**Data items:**
• • •

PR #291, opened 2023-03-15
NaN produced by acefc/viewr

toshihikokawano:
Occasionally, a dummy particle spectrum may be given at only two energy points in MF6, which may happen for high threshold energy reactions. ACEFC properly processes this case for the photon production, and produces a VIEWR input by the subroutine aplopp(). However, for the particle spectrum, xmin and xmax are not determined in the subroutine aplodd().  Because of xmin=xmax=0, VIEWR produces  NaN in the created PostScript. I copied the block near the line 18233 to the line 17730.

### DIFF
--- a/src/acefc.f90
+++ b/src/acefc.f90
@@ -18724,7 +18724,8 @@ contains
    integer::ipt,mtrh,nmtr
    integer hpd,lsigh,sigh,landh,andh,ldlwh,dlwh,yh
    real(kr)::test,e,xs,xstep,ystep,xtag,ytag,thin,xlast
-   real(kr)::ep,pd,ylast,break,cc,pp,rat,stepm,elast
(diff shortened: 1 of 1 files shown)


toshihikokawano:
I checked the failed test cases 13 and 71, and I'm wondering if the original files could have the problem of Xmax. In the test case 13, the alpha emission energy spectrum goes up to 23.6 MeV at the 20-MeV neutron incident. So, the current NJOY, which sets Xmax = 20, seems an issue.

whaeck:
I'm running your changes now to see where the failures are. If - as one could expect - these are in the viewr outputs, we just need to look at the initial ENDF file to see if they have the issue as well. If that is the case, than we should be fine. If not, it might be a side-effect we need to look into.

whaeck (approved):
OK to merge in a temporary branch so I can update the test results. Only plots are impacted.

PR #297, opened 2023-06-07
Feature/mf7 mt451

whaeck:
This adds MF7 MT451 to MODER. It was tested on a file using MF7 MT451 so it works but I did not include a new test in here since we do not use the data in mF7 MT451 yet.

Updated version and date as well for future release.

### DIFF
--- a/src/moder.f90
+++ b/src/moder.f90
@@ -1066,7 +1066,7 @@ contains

• • •

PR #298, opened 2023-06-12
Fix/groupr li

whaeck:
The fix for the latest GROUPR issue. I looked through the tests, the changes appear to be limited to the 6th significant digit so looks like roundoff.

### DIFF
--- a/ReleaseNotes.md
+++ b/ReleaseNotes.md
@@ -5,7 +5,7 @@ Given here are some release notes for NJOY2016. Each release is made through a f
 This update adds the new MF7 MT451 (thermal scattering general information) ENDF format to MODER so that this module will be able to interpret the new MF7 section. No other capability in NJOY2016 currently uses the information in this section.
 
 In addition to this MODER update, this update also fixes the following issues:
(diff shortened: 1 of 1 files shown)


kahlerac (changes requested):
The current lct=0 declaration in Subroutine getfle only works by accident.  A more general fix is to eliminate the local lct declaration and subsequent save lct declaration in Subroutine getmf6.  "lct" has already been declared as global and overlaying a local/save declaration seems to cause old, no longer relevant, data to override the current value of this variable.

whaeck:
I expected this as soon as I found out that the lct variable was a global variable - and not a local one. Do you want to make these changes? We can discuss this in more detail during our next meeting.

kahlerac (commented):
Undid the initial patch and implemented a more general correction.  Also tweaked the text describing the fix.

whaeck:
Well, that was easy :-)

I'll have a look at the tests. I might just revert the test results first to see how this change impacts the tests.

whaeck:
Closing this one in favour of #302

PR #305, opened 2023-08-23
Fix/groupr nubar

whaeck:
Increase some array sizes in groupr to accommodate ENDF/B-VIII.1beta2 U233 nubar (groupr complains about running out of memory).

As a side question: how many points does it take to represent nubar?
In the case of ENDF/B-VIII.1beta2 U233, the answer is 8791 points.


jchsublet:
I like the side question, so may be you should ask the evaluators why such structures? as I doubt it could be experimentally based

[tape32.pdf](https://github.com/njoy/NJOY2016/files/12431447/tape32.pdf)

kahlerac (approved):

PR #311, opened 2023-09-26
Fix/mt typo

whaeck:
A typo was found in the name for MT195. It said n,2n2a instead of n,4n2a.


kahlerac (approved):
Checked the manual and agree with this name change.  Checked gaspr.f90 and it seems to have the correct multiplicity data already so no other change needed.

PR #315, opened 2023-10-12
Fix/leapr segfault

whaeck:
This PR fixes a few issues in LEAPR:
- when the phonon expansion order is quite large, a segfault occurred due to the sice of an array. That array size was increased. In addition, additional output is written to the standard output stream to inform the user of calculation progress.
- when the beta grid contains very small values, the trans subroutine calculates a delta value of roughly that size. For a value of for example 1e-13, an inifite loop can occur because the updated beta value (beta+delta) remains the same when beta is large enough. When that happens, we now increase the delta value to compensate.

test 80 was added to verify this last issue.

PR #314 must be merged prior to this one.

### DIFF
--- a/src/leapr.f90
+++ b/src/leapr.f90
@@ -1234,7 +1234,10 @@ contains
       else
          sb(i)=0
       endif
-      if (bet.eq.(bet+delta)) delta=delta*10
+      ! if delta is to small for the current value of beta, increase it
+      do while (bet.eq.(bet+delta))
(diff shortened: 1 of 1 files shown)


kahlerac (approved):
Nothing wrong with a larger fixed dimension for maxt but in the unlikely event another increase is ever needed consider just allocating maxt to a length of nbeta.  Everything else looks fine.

• • •

**Your task:** Wherever the word "name" appears in a line of the data, copy that line.

**Written reply:**
A typo was found in the name for MT195. It said n,2n2a instead of n,4n2a.
Checked the manual and agree with this name change.  Checked gaspr.f90 and it seems to have the correct multiplicity data already so no other change needed.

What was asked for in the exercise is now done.